*DIRECTIONS FOR THIS TASK*
Every line in the data below that has the word "async" should be returned.
● ● ● ● ● ● ●
PR #3948, opened 2024-11-14
feat: allow control over next version during bump

rix0rrr:
This adds 2 changes to the bump process:
    
- `bumpPackage`: was configurable on `Version`, but not on `Release`. Expose that property.
- `nextVersionCommand`: introduces a shell command that can be used to determine the next version during a bump.

Refactoring:

- Environment variables which control the behavior of the `bump-version` task were set both in `version.ts` and `release.ts`. Centralize all their names in `version.ts`, and make a function `releaseBranchParameters()` that can be called from `release.ts` to achieve the same effect.

---


test/release/release.test.ts
```diff
@@ -71,6 +71,42 @@ describe("Single Project", () => {
...
+      task: project.buildTask,
+      versionFile: "version.json",
+      branch: "10.x",
+      artifactsDirectory: "dist",
+      bumpPackage: "MY-BUMP",
+    });
+
+    // THEN
+    const outdir = synthSnapshot(project);
+    expect(outdir).toMatchSnapshot();
```
mrgrain, line 89: This test doesn't need to match a full project snapshot (I'm aware the existing tests do this. It's equally wrong).

src/release/bump-version.ts
```diff
@@ -186,6 +207,42 @@ export async function bump(cwd: string, options: BumpOptions) {
...
+  // Determine what version to release as
+  let releaseAs: string | undefined;
+  if (minMajorVersion) {
+    const [majorVersion] = latestVersion.split(".");
+    const majorVersionNumber = parseInt(majorVersion, 10);
+    if (majorVersionNumber < minMajorVersion) {
+      releaseAs = `${minMajorVersion}.0.0`;
+    }
+  }
+  if (!releaseAs && options.nextVersionCommand) {
```
mrgrain, line 219: I'm missing this interaction being explained anywhere. The way it is, the `minMajorVersion` setting seems to be taking precedence over `nextVersionCommand`. 

I don't think that's right. If a user defines their own command, shouldn't they take care of handling that? Hadnling `minMajorVersion` feels like what is part of projen's default "nextVersionCommand".

At a minimum this interaction needs to be called out.

mrgrain (changes requested):

src/release/bump-version.ts
mrgrain: My gut feeling is it should be mutex. But I can be convinced otherwise. Making it mutex doesn't feel like changing existing behavior, does it?

In practice it seems you cannot use these two features together. It's either:
(a) When minMajorVersion kicks in, nextVersionCommand is ignored. Or
(b) When nextVersionCommand is defined, minMajorVersion doesn't have an effect when it would have.

The situation is only relevant when the existing minMajorVersion situation kicks in. 

Given that nextVersionCommand can otherwise completely ignore any minMajorVersion or majorVersion instructions, it feels to be that always given nextVersionCommand precedence is less surprising. Especially when clearly called out in the docs.

src/release/bump-version.ts
```diff
@@ -102,6 +102,27 @@ export interface BumpOptions {
...
+   * - `$VERSION`: the current version.
+   *
+   * The command should print one of the following to `stdout`:
+   *
+   * - Nothing: the next version number will be determined based on commit history.
+   * - `x.y.z`: the next version number will be `x.y.z`.
+   * - `major|minor|patch`: the next version number will be the current version number
+   *   with the indicated component bumped.
+   *
+   * @default - The next version will be determined based on the commit history.
```
mrgrain, line 123:
```suggestion
   * @default - The next version will be determined based on the commit history and project settings.
```

src/release/bump-version.ts
```diff
@@ -102,6 +102,27 @@ export interface BumpOptions {
    * @default "commit-and-tag-version@12"
    */
   readonly bumpPackage?: string;
+
+  /**
+   * A shell command to control the next version to release.
+   *
+   * If present, this shell command will be run before the bump is executed, and
+   * it determines what version to release. It will be executed in the following
+   * environment:
```
mrgrain, line 111:
```suggestion
   * If present, this shell command will be used to determine  what version to release.
   * Only the result of this command will be used. Other project settings will have no effect.
   *
   * The command It will be executed in the following
   * environment:
```

src/release/bump-version.ts
rix0rrr: Made it mutex.

test/version.test.ts
```diff
@@ -119,6 +119,56 @@ describe("bump task", () => {
...
+          { message: "chore(release): v0.1.0", tag: "v0.1.0" },
+          { message: "new change" },
+        ],
+      });
+
+      expect(result.version).toEqual("1.0.0");
+    });
+  });
+
+  test("throws an error if the bump command output is not valid", async () => {
```
mrgrain, line 148: This test isn't doing what it claims to do.

src/version.ts
```diff
@@ -176,6 +203,91 @@ export class Version extends Component {
     this.project.addPackageIgnore(`/${changelogFile}`);
     this.project.addPackageIgnore(`/${bumpFile}`);
   }
+
+  /**
+   * Return the environment variables to set modify the bump command for release branches.
```
mrgrain, line 208:
```suggestion
   * Return the environment variables to modify the bump command for release branches.
```

src/version.ts
```diff
@@ -176,6 +203,91 @@ export class Version extends Component {
...
+   *
+   * These options are used to modify the behavior of the version bumping script
+   * for additional branches, by setting environment variables.
+   *
+   * No settings are inherited from the base `Version` object (but any parameters that
+   * control versions do conflict with the use of a `nextVersionCommand`).
+   */
+  public releaseBranchParameters(
```
mrgrain, line 216: Not crazy about the name here.

Maybe this?

```suggestion
  public envForBranch(
```

mrgrain (changes requested):

test/version.test.ts
```diff
@@ -119,6 +119,58 @@ describe("bump task", () => {
...
+    withProjectDir((projectdir) => {
+      const project = new TestProject({
+        outdir: projectdir,
+      });
+      new Version(project, {
+        versionInputFile: "package.json",
+        artifactsDirectory: "dist",
+        nextVersionCommand: "echo banana",
```
mrgrain, line 156: 🍌

src/version.ts
rix0rrr: Done

mrgrain (approved):

PR #3978, opened 2024-12-01
feat(node)!: default pnpm to v9

AminFazlMondo:
This is to upgrade `pnpm` as one of the supported package manager to `v9` as it is the latest released version

BREAKING CHANGE: pnpm now defaults to `v9`. To use a different pnpm version, please set the `pnpmVersion` option on your project.

---


mrgrain (changes requested):
Looks good. Blocking this to group with some other upcoming breaking changes.

src/javascript/node-package.ts
```diff
@@ -485,7 +485,7 @@ export class NodePackage extends Component {
   /**
    * The version of PNPM to use if using PNPM as a package manager.
    *
```
mrgrain, line 487:
```suggestion
```

mrgrain (approved):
● ● ● ● ● ● ●
*RESULT OF THIS TASK*
@@ -186,6 +207,42 @@ export async function bump(cwd: string, options: BumpOptions) {
+  test("throws an error if the bump command output is not valid", async () => {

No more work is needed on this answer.